Watchdogs are a critical and important component in developing a robust and fail-safe embedded system. In many circumstances, I run into development teams that either have not fully thought through their watchdog strategy or have their watchdog disabled. In order to improve system robustness and ensure that the watchdog can detect a system fault, here are ten simple tips developers can follow to improve their watchdog design.
- At start-up determine why the system is starting up. Was the start-up due to a watchdog timer reset? A brown out detection? An exception? User interaction or perhaps some other unknown cause? Logging this information can be crucial to debugging a system that occasionally misbehaves in sporadic and unpredictable ways.

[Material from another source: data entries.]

PR #1015, opened 2021-08-11
Add requiredSources functionality to filter modules

aidan-canva:
# Intent
Add a `requiredSources` filter block to custom rules to make checking modules simple and targeted.

# Problem
Currently there is no way to easily target specific modules for custom rules, especially so if there is no common label pattern across instances of the module.  For modules that are stored on a local path, matching filtering with a complex `matchSpec` does not work as the `source` value is relative to the root module's position and is not a constant value.

# Proposed Solution
Addition of a top level property called `requiredSources` which operates similarly to the `requiredLabels` property and targets a modules `source` attribute.  For modules that reference a local path in their `source` attribute, the path is resolved to a path relative to the current working directory.  This enables users to write a custom rule that targets a module regardless of where in the directory tree it is referenced.

As reference, imagine the following directory structure:
```
tf
├── apps
│   ├── applicationA
│   │   ├── common
│   │   └── nested
│   └── applicationB
└── common
```

Root modules defined in `tf/apps/applicationA/nested` and `tf/apps/applicationB` would reference the top level `common` directory using a `source` value of `../../../common` and `../../common` respectively.  With this path resolution implementation, it would be resolved to a consistent value of `common`.  This also ensures the `common` directory under `apps/applicationA/` does not incorrectly match.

- When selecting a microcontroller, select one that includes an independent watchdog. An independent watchdog has a clock that is generated independently from the system clock and improves the chances for detecting a failure if the system clock glitches or locks up
- Enable the watchdog timer early in the initialization sequence. The longer the watchdog is disabled, the greater the chances that when something goes wrong the watchdog will be unable to detect it
- Don’t blindly clear or pet the watchdog in an interrupt service routine! Create a watchdog task that monitors other software tasks and can determine whether the system health and wellness is acceptable before clearing the timer.
- For systems that are connected to the internet or that need to operate on their own without human intervention, consider adding an external watchdog that can periodically reset the microcontroller to clear any faults or errors that may have occurred.
- Use an external smart watchdog or supervisory processor to monitor that the microcontroller is behaving as expected.
- When using a smart watchdog, provide enough smarts so that it can monitor an external communication channel to receive a restart command and send a basic acknowledgement.
- Use a windowed watchdog whenever possible. A windowed watchdog will ensure that a system that fails by trying to continually clear the watchdog will trigger the watchdog. If the system fails by not clearing the watchdog within the specified window, the watchdog will reset the system.
- Set a specific period on external watchdogs and setup a heartbeat from the microcontroller that is generated only if the health and wellness for the processor is acceptable.
- Don’t forget that smart watchdogs are also microcontroller based systems and may need to have their own watchdog strategy such as enabling internal watchdog timers and adding external dumb watchdog timers to ensure they are operating correctly.
These are just a few simple steps developers can follow to ensure that their watchdog performs correctly. Can you think of any additional tips that developers should be following? If so, I would love to hear from you.